These idiots need a reality check. No business is entitled to customers.
Customers choose to go there out of their own free will if the business
provides service they need. If it doesn’t, then it’s time to change products
or move onto another business model or market.

------
jrnichols
Of all of the absolutely ridiculous laws that I've seen show up in San
Francisco over the years, this is one of the stupidest things I've seen.

------
tiredwired
Next up - you cannot use building restrooms, you have to go out on the
sidewalk like everyone else.

------
klondike_
This is inconvenient for tech workers and will probably just cause more people
to bring their own lunch.

If these restaurants want tech customers, why don't they offer catering to
cafeterias?

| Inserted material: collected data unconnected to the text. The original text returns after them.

PR #824, opened 2026-09-01
fix(engine): reserve budget headroom on turn admission so concurrent fan-out can't overshoot the ceiling

### LINKED ISSUE #823: [Bug]: Concurrent subagent fan-out can exceed the configured spend budget ceiling
### Duplicate check

### AgentOS version or commit

### Area

Provider integration

### Reproduction steps

   (e.g. $9.90 of $10.00).

### Expected behavior

### Actual behavior

### Environment

andrew1234-arch:
Fixes #823

The turn-start budget check read `spend` without accounting for concurrent turns already admitted-but-unspent, so a subagent fan-out (up to `max_concurrent=5` concurrent asyncio tasks) could have every child clear the same pre-spend ceiling at once — overshoot scaling with fan-out width, not the ~1 turn the code's own comment claimed.

Fix: `check_budget_limits` is now async and places a short-lived, TTL-expiring **reservation** against each ceiling the instant a turn is admitted, under an `asyncio.Lock`, so concurrent checks count each other's in-flight cost. Reservations expire (default 300s) so a hung/crashed turn can't permanently consume headroom. Two new `[budgets]` config knobs (`reservation_usd`, `reservation_ttl_seconds`) tune or disable it; setting `reservation_usd = 0` restores prior behavior.

Tests: existing budget suite updated to async + 2 new regression tests proving concurrent checks near the ceiling don't all pass and that reservations expire. Full suite green — 27 passed, plus 978 engine tests unaffected, ruff + mypy clean.

### DIFF
--- a/src/agentos/engine/agent.py
+++ b/src/agentos/engine/agent.py
@@ -11,7 +11,7 @@ import hashlib
 import json
 import time
 import uuid
-from collections.abc import AsyncIterator, Callable, Mapping
+from collections.abc import AsyncIterator, Awaitable, Callable, Mapping
 from dataclasses import dataclass, field
 from datetime import datetime
 from enum import StrEnum
@@ -676,7 +676,7 @@ class Agent:
         memory_sync_manager: Any | None = None,
         tool_registry: ToolRegistry | None = None,
         tool_context: ToolContext | None = None,
-        spend_budget_guard: Callable[[str], tuple[bool, str | None]] | None = None,
+        spend_budget_guard: Callable[[str], Awaitable[tuple[bool, str | None]]] | None = None,
     ) -> None:
         self.provider = provider
         self.config = config or AgentConfig()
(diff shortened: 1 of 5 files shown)


andreapn (changes requested):
Right diagnosis and the right shape of fix — reservation under a lock, TTL backstop, explicit release on teardown, config knobs. Two things to fix before this can land.

**1. Reservations accumulate within a single turn and self-block.**

`_spend_guard_error()` is called from inside the agent loop (`agent.py` — after each LLM response and after each tool batch), not once per turn. Every one of those calls places a fresh `$0.50` reservation under the same `session_key`, and nothing releases them until turn teardown. A multi-iteration turn therefore reserves against itself:

```
UsageTracker(), BudgetsConfig(session_limit=10.0), zero recorded spend
21st guard call ->
  budget.limit_exceeded  spend=0.0 reserved=10.0 limit=10.0
  "Session cost $0.0000 has reached the $10.0000 budget limit."
```

A turn with no spend at all is refused, and the message says `$0.0000` has reached `$10.0000`. With `max_iterations=6` (the default) and two guard call sites per iteration, a `$5` session ceiling trips on the first turn.

The reservation belongs to the *turn*, not to each guard call. Either place it once at admission (`runtime.py:_run_turn`) and have the in-loop guard check without reserving, or make the reserve idempotent per turn — reuse the existing reservation id for the same in-flight turn instead of appending a new one.

**2. CI has never run on this branch.** No checks are reported. Please push so the workflows run; a change to `check_budget_limits`' signature (sync -> async) needs the full suite green, not just `tests/test_engine/test_spend_budgets.py`.

Minor: `release_reservations()`' docstring says "lock-guarded", but it mutates `self._reservations` without acquiring `_budget_lock` — either drop the claim or make it true.

The concurrency test (`test_concurrent_checks_near_ceiling_do_not_all_pass`) is genuinely discriminating — verified it passes all eight checks with the source reverted. Keep it.

andreapn:

You had the right diagnosis and the right shape first — reservation booked at admission, explicit release on teardown, a config knob — and my review here is what #1147 was built against. It resolves both blocking points: the hold is placed once in `TurnRunner._run_turn` rather than on every `_spend_guard_error()` call, and the in-loop guard stays on `check_budget_limits`, which weighs recorded spend only. So a multi-iteration turn can no longer refuse itself with "$0.0000 has reached $10.0000".

It also keeps `check_budget_limits` synchronous, so the signature change that made the CI gap matter here does not arise.

Your `test_concurrent_checks_near_ceiling_do_not_all_pass` is the discriminating test I said to keep; #1147 carries an equivalent at both the tracker and `TurnRunner` levels. Thanks for the work — it set the direction.

PR #741, opened 2026-09-01
fix(compat): parse bare .dev versions and correct dev pre-release sor…

Preciousuche:
## Summary closes #740 
In `src/agentos/compat/version_utils.py`:
1. `parse_version()` had a fallback defaulting bare `.post` to `0`, but lacked one for `.dev`. As a result, versions like `2026.7.18.dev` had `dev = None` and fell through to final release (`phase = (2,)`), causing `2026.7.18.dev == 2026.7.18` and preventing `is_newer()` update notices from triggering for development installs.
2. In `sort_key()`, `dev_tie` for pre-releases was set to `-1 if self.dev is None else self.dev`. Because candidates without a dev tail had `-1` while dev snapshots had `dev >= 0`, `rc1` sorted as older than `rc1.dev1`, inverting PEP 440 ordering.

## Changes
- In `parse_version()`, defaulted bare `.dev` to `dev = 0`.
- In `Version.sort_key()`, set `dev_tie = float("inf") if self.dev is None else self.dev` so final releases sort after development snapshots (`rc1.dev0 < rc1.dev1 < rc1`).
- Added regression tests in `tests/test_compat/test_version_utils.py`.

PR #830, opened 2026-09-01
fix(cli): fix .dev version ordering per PEP 440

### LINKED ISSUE #740: [Bug]:  version_utils.py mishandles .dev versions, inverting PEP 440 ordering and breaking upgrade notices
### Duplicate check

### AgentOS version or commit

2026.9.1

### Area

CLI

### Reproduction steps

Run the following reproduction script in Python:

python
from agentos.compat.version_utils import parse_version, compare_versions, is_newer
# Case 1: Bare .dev snapshot compared to final release
dev_ver = parse_version("2026.7.18.dev")
final_ver = parse_version("2026.7.18")
print(f"dev == final: {dev_ver == final_ver}")
print(f"is_newer('2026.7.18', '2026.7.18.dev'): {is_newer('2026.7.18', '2026.7.18.dev')}")
# Case 2: Release candidate dev snapshot compared to candidate
# Per PEP 440: 2026.7.18rc1.dev1 < 2026.7.18rc1
print(f"compare('2026.7.18rc1.dev1', '2026.7.18rc1'): {compare_versions('2026.7.18rc1.dev1', '2026.7.18rc1')}")

### Expected behavior

A development snapshot (2026.7.18.dev) should sort strictly before the final release (2026.7.18.dev < 2026.7.18). Calling is_newer("2026.7.18", "2026.7.18.dev") should return True so operators on development builds receive upgrade banners/notices when the final release lands on PyPI.
Development pre-releases (2026.7.18rc1.dev1) must sort before the release candidate (2026.7.18rc1). compare_versions("2026.7.18rc1.dev1", "2026.7.18rc1") should return -1.

### Actual behavior

parse_version() at src/agentos/compat/version_utils.py:100-104 has a fallback defaulting bare .post to 0, but lacks a fallback for .dev, leaving dev = None. In sort_key() (:63-72), 2026.7.18.dev falls through to phase = (2,) (final release). As a result:
dev == final evaluates to True.
is_newer("2026.7.18", "2026.7.18.dev") evaluates to False. Development builds never receive update notices.
In sort_key() (:66-67), dev_tie = -1 if self.dev is None else self.dev. Because rc1 has self.dev is None (-1) while rc1.dev1 has self.dev = 1 (1), rc1 sorts before rc1.dev1. compare_versions("2026.7.18rc1.dev1", "2026.7.18rc1") returns 1 (claims the dev build is newer than the candidate, violating PEP 440).

### Environment

Tiktokaiagent:
## Problem

`version_utils.py` has two ordering bugs with `.dev` versions:

| Comparison | Expected | Actual | Bug |
|---|---|---|---|
| `2026.7.18.dev` vs `2026.7.18` | -1 (dev < final) | 0 (equal) | dev=None → final phase |
| `2026.7.18rc1.dev1` vs `2026.7.18rc1` | -1 (dev < rc) | 1 (dev > rc) | dev_tie=-1 for None |
| `is_newer("2026.7.18", "2026.7.18.dev")` | True | False | dev == final |

## Root Cause

1. **`parse_version`**: `.dev` without a number (e.g. `2026.7.18.dev`) sets `dev=None`. The `sort_key` method then falls through to `phase = (2,)` (final release), making `.dev` equal to the final release. Compare: `.post` already has the same kind of fallback (`post=0`).

2. **`sort_key`**: In pre-release and post-release branches, `dev_tie = -1 if self.dev is None else self.dev`. Since `-1 < 1`, `rc1` (dev=None) sorts before `rc1.dev1` (dev=1), inverting PEP 440 ordering which requires `rc1.dev1 < rc1`.

## Fix

1. **parse_version**: Add `dev=0` fallback when the regex matches a `.dev` segment without a number — same pattern as the existing `post=0` fallback.
2. **sort_key**: Use `float('inf')` for `dev_tie` when `dev is None`, so `dev1.devN < dev1` and `rc1.devN < rc1`.

## Not Changed

- No changes to release segment parsing, pre-release ordering, post-release ordering, or local label handling.
- Existing sort order for `dev1` (with explicit number), `rc1`, `a1`, `b1`, post releases, and `0.0.0+unknown` is preserved.

## Tests

- `test_bare_dev_sorts_before_final_release` — 2026.7.18.dev < 2026.7.18
- `test_dev_pre_sorts_before_release_candidate` — 2026.7.18rc1.dev1 < 2026.7.18rc1
- `test_is_newer_detects_final_newer_than_dev` — is_newer(2026.7.18, 2026.7.18.dev) is True
- `test_parse_version_fills_dev_fallback` — 2026.7.18.dev has dev=0

Fixes #740

### DIFF
--- a/src/agentos/compat/version_utils.py
+++ b/src/agentos/compat/version_utils.py
@@ -63,10 +63,10 @@ class Version:
         if self.dev is not None and self.pre is None and self.post is None:
             phase: tuple[int, ...] = (0, self.dev)
         elif self.pre is not None:
-            dev_tie = -1 if self.dev is None else self.dev
+            dev_tie: int | float = self.dev if self.dev is not None else float("inf")
             phase = (1, self.pre[0], self.pre[1], dev_tie)
         elif self.post is not None:
-            dev_tie = -1 if self.dev is None else self.dev
+            dev_tie: int | float = self.dev if self.dev is not None else float("inf")
             phase = (3, self.post, dev_tie)
         else:
             phase = (2,)
@@ -101,6 +101,8 @@ def parse_version(value: str | None) -> Version:
     if post is None and re.search(r"[._-]?post", raw):
         post = 0
     dev = int(match.group("dev")) if match.group("dev") is not None else None
+    if dev is None and re.search(r"[._-]?dev", raw):
+        dev = 0
     return Version(raw=raw, release=release, pre=pre, post=post, dev=dev, parsed=True)
 
 
--- a/src/agentos/compat/version_utils.py
+++ b/src/agentos/compat/version_utils.py
@@ -61,12 +61,12 @@ class Version:
             # but a given raw string stays equal to itself.
             return ((-1,) * width, (-1,), self.raw)
         if self.dev is not None and self.pre is None and self.post is None:
-            phase: tuple[int, ...] = (0, self.dev)
+            phase: tuple[int | float, ...] = (0, self.dev)
         elif self.pre is not None:
             dev_tie: int | float = self.dev if self.dev is not None else float("inf")
             phase = (1, self.pre[0], self.pre[1], dev_tie)
         elif self.post is not None:
-            dev_tie: int | float = self.dev if self.dev is not None else float("inf")
+            dev_tie = self.dev if self.dev is not None else float("inf")
             phase = (3, self.post, dev_tie)
         else:
             phase = (2,)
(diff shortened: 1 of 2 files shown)


andreapn:
Thanks for the patch. Issue #740 is now fixed by #741, which has been merged.

The core fix here is the same and correct (`float("inf")` as the no-dev tie-break is fine). #741 was picked because it also covers PEP 440 tag case-insensitivity and carries the ordering cases as parametrized rows in the existing `test_compare_versions` table rather than as separate one-assert functions.

Closing as superseded.

PR #833, opened 2026-09-01
fix(cli): handle UnicodeEncodeError when emitting JSON on non-UTF-8 terminals

### LINKED ISSUE #764: fix(cli): UnicodeEncodeError when emitting JSON on non-UTF-8 terminals

Tiktokaiagent:
## Problem

`print_json()` and `emit_error(json_output=True)` use `typer.echo()` which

It's pointless to pass laws to protect your bad business model

------
modells
Collective punishment because non-tech people are envious? That’s the least
cool thing I’ve heard in a while. Mandating purchases from local restaurants
would be totalitarianism. I might lean democratic Marxist, but this proposal
goes way too far. Perhaps it’s just a CBS clickbait and/or proposal to stir a
debate? If restaurants offered better food and sold to meal plan services or
directly to companies, what’s the issue?

------
anon-patch-1
[https://www.change.org/p/san-francisco-government-ban-
kitche...](https://www.change.org/p/san-francisco-government-ban-kitchens-
from-the-houses-of-san-francisco-supervisors)

------
oceanghost
Is the concept of personal freedom dead in SF?

------
Bucephalus355
Disagree with many things San Francisco does but this has some good things
about it. FYI Marc Benioff at SalesForce has always done this for the same
reason that the city is citing.

Of course, the traffic would probably get much worse.

------
jiveturkey
only 51 existing cafeterias? wow.

stupid proposal, and will never pass.

------
njn
This would be an excellent move.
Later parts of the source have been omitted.